At its core, carceral feminism is the belief that the best—or only—way to address gender-based violence is through criminalization, policing, and punishment. It rose to prominence in the 1990s alongside tough-on-crime policies and second-wave calls for legal reform. And on the surface, it sounds reasonable: violence against women is bad, so let’s punish the people who commit it.
Simple, right?
Except it’s not. Because when we scratch beneath the surface, we see that this approach doesn’t serve all women—just the ones who fit a very narrow idea of victimhood. And when it comes to understanding consent? Carceral feminism gets it wrong. Over and over and over again.
Consent Doesn’t Fit in a Courtroom Box!
Carceral feminism treats consent like a courtroom formality. Did she say yes or no? Was there a struggle? Was there bruising? Was she sober? These are the questions that matter to prosecutors—not the ones that matter to survivors.
But consent is rarely that clean. For many of us, consent is a layered, ongoing negotiation shaped by trauma, power, fear, and survival. It’s not just about one moment—it’s about the conditions surrounding it.
The context.
The coercion.
The consequences of saying no.
And carceral systems aren’t built to handle that complexity. They demand a perfect victim: one who is white, cisgender, sober, monogamous, virginal, and devastatingly polite. If you deviate from that model—even slightly—you risk being blamed, dismissed, or punished.
Carceral Feminism Pretends the State Is a Safe Space!
Here’s the bitter irony: carceral feminism relies on the very systems that have harmed the most marginalized women the most.
"Police don’t keep sex workers safe—they harass us, arrest us, and profile us. Prisons don’t rehabilitate—they retraumatize. Mandatory minimums, surveillance, and registry laws often do more to control bodies than to protect them."
When a sex worker says “yes” under pressure—because she’s broke, scared, or managing a high-risk client—carceral feminists are quick to label her a victim. But instead of giving her agency, resources, or support, they hand her over to the cops.
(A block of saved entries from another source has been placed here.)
PR #4757, opened 2024-07-04
MTNOR-3240

jespy2:
# References:

Jira: MNTOR-3240

# Description
All breaches page not showing breaches in descending order by date.

# How to test
Navigate to /breaches.  Observe that breaches cards are now in descending order by date.


src/app/(proper_react)/(redesign)/(public)/breaches/page.tsx
```diff
@@ -30,6 +30,9 @@ export function generateMetadata() {
 
 export default async function Page() {
   const allBreaches = await getBreaches();
+  const breachesNewestFirst = allBreaches.sort((a, b) => {
+    return +new Date(b.BreachDate) - +new Date(a.BreachDate);
```
Vinnl, line 34: Could you add a comment what these pluses do here? It's not directly obvious to me. Is that a way to implicitly convert it to a number? If so, could we be more explicit, so people won't have to know what the type cast happens to do?

```suggestion
    return (new Date(b.BreachDate)).getTime() - (new Date(a.BreachDate)).getTime();
```

src/app/(proper_react)/(redesign)/(public)/breaches/page.tsx
```diff
@@ -30,6 +30,9 @@ export function generateMetadata() {
 
 export default async function Page() {
   const allBreaches = await getBreaches();
+  const breachesNewestFirst = allBreaches.sort((a, b) => {
```
Vinnl, line 33: Nit, but `.sort` modifies the array in place, so by re-assigning it to a new variable, people might be mislead that the original (`allBreaches`) is unmodified when it's not. `.toSorted` is the version that does not modify the original.

(It was only added recently, but since this runs on the server where we're running Node 20, that should be fine. Alternatively, you could just call `.sort` and not re-assign to `breachesNewestFirst`, but just continue working with `allBreaches`.)

Vinnl (approved):
Does what it says on the tin! I added two code style suggestions, but they're not blockers.

src/app/(proper_react)/(redesign)/(public)/breaches/page.tsx
Vinnl, line 34: Oh actually, the acceptance criteria aren't clear, but we might want to show the "newest" breaches in the sense of most recently added - sometimes they only get added years after they happen.

```suggestion
    return +new Date(b.AddedDate) - +new Date(a.AddedDate);
```

Vinnl (commented):
Might need clarification with Tony, but I think we might want to sort them by the date we added them.

src/app/(proper_react)/(redesign)/(public)/breaches/page.tsx
jespy2: Updated here:
[135736436744f0e19afac9a7b4b770ee29f084fc](https://github.com/mozilla/blurts-server/pull/4757/commits/135736436744f0e19afac9a7b4b770ee29f084fc)

src/app/(proper_react)/(redesign)/(public)/breaches/page.tsx
jespy2: Updated here:
https://github.com/mozilla/blurts-server/pull/4757/commits/46032bc138fa154892c610fc9e7fdc6c5ea99247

And when she doesn’t cooperate with law enforcement?
Suddenly, she’s not a victim anymore—she’s complicit.
That’s not feminism. That’s patriarchy in a pink pantsuit.
Who Does Your Feminism Protect?
Carceral feminism loves the language of empowerment but uses the tools of oppression. It offers handcuffs where there should be harm reduction. It offers jail time where there should be trauma care. It offers “rescue” where there should be resources.
And perhaps most damningly, it decides that some women are worth protecting—and some are worth punishing. Women who are poor, Black, brown, trans, disabled, drug-using, or sex working are too often labeled as either helpless victims or criminal deviants. There’s no room in the middle for survival, complexity, or autonomy.
That’s not a failure of the legal system—it’s exactly how the legal system was designed. And carceral feminism, whether it admits it or not, plays right into it.
Sex Workers Know What Consent Looks Like—And What It Doesn’t
We know what coerced consent feels like. We know what it means to say yes to avoid harm, to say yes because saying no costs too much. We know the difference between a consensual client interaction and one where power was weaponized. And we know when the system isn’t on our side—because it rarely is.
Sex workers are forced to become experts in consent because our labor depends on it. We develop finely tuned radar for danger, manipulation, and pressure. We know how to negotiate boundaries. We know when a yes is ours, and when it’s one we had to give to survive.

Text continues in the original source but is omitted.